*** Block opens ***

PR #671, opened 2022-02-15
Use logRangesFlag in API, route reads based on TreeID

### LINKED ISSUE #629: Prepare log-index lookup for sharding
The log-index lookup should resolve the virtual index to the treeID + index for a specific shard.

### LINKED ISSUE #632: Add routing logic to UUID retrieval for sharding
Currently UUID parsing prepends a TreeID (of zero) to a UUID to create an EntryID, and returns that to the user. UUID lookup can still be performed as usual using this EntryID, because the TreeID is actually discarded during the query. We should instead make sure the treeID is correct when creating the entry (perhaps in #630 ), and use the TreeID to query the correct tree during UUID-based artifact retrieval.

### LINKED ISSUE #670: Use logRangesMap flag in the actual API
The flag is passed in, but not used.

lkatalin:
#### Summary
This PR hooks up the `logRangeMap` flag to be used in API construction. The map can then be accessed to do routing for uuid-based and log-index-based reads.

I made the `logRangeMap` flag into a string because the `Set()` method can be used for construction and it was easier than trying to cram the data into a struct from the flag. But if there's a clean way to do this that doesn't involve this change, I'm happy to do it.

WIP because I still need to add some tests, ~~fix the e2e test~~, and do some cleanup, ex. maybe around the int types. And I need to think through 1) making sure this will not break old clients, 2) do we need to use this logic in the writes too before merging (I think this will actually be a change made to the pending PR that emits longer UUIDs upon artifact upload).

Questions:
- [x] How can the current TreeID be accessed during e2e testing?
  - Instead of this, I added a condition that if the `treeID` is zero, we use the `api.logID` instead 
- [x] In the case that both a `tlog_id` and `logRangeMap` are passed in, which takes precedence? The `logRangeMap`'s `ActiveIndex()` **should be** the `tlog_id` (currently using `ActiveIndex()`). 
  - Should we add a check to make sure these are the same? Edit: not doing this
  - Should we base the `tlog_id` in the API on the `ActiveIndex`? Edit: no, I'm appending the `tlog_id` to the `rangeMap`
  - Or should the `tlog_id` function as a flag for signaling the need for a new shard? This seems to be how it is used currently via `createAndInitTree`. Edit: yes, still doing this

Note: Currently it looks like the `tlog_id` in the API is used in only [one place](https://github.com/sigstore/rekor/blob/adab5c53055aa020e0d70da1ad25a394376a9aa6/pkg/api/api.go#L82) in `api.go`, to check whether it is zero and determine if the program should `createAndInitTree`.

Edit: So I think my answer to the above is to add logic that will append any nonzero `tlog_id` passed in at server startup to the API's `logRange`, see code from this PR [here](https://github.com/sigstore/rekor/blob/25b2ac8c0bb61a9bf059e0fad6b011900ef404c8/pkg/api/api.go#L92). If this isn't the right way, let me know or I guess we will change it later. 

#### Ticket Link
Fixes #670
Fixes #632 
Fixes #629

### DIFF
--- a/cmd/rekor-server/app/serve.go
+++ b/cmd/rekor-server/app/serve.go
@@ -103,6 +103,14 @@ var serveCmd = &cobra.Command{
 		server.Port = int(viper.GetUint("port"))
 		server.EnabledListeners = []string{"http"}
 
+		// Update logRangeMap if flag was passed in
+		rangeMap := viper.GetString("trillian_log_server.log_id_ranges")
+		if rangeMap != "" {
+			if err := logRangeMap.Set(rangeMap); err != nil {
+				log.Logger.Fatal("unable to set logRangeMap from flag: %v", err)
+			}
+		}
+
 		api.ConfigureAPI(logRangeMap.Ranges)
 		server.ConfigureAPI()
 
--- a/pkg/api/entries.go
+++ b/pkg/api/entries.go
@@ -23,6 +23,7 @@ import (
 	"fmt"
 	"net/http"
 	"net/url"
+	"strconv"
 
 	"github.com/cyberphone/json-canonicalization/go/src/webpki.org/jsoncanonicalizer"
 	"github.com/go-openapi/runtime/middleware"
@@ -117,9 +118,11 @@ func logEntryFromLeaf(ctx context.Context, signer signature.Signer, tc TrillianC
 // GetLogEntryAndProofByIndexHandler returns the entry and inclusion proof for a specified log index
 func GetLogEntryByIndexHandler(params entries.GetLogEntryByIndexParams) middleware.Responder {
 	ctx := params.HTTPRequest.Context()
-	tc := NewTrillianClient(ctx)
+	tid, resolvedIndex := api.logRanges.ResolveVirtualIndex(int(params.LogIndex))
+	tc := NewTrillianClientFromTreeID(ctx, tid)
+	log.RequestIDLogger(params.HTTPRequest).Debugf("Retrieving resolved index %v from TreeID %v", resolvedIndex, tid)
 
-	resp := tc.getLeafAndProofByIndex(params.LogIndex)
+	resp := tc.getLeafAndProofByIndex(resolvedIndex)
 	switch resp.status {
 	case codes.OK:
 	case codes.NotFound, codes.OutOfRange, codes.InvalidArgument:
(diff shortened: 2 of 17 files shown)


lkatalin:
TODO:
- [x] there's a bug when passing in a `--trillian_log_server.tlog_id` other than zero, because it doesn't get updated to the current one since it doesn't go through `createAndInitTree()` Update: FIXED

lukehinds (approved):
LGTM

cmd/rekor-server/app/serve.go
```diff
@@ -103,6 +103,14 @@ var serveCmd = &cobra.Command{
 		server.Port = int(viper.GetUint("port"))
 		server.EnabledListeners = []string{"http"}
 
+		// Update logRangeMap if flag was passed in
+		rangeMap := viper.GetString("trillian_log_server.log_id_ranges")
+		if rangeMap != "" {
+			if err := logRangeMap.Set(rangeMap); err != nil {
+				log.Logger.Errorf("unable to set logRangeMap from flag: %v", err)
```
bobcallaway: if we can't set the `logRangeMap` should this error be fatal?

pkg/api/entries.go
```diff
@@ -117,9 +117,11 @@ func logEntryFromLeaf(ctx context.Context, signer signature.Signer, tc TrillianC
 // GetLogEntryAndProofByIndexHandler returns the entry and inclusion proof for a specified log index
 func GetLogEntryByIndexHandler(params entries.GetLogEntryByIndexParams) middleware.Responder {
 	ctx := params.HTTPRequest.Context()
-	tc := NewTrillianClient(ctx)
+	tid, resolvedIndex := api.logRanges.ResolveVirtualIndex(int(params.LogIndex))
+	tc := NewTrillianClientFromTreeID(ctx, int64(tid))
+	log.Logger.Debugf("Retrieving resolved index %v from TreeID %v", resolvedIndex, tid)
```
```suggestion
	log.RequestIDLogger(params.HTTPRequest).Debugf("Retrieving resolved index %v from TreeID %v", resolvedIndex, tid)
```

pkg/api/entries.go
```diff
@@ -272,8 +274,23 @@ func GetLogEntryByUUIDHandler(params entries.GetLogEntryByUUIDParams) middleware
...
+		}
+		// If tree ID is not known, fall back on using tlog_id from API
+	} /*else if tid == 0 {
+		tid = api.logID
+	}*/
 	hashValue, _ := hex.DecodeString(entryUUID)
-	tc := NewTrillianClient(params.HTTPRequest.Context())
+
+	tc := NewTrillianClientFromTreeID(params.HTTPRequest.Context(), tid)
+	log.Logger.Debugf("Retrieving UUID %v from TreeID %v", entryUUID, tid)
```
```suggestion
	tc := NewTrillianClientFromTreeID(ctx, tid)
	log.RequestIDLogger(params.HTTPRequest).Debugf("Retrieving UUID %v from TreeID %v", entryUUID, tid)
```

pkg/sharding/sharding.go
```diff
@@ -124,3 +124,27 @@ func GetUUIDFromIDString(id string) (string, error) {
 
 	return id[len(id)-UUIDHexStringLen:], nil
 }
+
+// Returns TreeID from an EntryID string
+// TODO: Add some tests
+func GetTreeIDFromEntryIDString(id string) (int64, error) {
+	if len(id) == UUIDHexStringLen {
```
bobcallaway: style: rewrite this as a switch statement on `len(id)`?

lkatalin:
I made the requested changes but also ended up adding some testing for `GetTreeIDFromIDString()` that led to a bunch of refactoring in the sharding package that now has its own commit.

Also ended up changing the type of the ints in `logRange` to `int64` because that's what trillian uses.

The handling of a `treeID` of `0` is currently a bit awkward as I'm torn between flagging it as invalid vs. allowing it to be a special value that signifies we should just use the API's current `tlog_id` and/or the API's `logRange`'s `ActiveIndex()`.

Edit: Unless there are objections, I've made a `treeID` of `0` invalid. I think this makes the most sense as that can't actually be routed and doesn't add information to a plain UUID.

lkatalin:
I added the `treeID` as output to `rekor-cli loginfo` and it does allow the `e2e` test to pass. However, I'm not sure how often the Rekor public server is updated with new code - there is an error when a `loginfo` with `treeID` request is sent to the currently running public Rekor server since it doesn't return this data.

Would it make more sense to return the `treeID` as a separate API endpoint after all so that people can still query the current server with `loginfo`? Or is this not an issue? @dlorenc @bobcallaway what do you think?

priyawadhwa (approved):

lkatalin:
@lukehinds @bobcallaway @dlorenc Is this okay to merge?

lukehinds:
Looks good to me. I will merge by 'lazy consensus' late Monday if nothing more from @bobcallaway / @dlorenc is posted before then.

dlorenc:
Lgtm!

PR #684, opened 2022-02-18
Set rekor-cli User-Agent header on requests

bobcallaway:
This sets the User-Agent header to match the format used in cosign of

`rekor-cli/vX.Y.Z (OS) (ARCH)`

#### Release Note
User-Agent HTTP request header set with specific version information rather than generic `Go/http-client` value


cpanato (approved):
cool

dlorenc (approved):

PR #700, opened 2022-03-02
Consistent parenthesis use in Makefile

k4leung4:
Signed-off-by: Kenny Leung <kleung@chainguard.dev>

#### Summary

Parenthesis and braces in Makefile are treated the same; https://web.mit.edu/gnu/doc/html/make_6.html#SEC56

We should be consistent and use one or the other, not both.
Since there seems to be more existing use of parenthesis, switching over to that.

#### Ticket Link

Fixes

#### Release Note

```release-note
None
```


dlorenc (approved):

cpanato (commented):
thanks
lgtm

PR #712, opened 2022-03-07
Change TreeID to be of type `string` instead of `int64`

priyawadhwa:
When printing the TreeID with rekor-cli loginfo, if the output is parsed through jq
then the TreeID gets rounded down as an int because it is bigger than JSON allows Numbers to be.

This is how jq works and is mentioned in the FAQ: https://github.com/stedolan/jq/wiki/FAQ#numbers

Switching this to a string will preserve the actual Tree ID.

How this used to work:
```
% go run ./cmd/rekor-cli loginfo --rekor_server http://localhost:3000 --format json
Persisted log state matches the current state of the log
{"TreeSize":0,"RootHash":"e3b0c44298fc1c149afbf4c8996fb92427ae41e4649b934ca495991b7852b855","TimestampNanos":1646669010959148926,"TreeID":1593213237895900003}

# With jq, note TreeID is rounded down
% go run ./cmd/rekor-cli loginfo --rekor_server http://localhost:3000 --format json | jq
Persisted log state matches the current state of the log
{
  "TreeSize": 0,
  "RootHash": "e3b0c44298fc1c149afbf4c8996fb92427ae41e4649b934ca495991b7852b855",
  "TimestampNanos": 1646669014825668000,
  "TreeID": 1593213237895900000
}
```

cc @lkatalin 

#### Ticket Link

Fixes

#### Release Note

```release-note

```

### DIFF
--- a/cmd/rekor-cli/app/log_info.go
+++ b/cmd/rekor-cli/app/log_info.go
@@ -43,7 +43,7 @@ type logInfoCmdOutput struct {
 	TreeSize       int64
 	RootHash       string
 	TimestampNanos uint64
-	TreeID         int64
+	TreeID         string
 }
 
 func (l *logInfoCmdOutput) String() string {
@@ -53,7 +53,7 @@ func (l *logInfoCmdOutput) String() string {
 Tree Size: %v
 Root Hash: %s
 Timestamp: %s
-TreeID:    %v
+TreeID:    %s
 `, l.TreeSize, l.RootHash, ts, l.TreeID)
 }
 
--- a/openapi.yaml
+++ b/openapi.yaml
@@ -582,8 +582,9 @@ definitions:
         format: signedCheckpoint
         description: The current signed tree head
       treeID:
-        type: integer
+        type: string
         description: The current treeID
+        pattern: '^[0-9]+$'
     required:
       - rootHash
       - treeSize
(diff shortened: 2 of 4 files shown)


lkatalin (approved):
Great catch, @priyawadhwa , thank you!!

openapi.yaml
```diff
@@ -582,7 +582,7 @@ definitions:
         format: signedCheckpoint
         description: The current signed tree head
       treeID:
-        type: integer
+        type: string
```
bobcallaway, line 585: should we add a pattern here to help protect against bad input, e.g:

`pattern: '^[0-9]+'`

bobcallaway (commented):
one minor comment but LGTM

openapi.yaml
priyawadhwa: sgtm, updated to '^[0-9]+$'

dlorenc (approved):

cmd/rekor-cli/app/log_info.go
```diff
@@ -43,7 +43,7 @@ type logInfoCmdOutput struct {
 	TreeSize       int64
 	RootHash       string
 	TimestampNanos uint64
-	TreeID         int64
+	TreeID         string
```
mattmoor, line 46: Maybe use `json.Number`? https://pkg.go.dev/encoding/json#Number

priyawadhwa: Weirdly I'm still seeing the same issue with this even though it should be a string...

*** Block closes ***

> **About this exercise**
All lines above between those holding "Also ended up changing" and "Edit: Unless there", inclusive, must be set down unchanged, and no other line may be included.

> **Task result**
Also ended up changing the type of the ints in `logRange` to `int64` because that's what trillian uses.

The handling of a `treeID` of `0` is currently a bit awkward as I'm torn between flagging it as invalid vs. allowing it to be a special value that signifies we should just use the API's current `tlog_id` and/or the API's `logRange`'s `ActiveIndex()`.

Edit: Unless there are objections, I've made a `treeID` of `0` invalid. I think this makes the most sense as that can't actually be routed and doesn't add information to a plain UUID.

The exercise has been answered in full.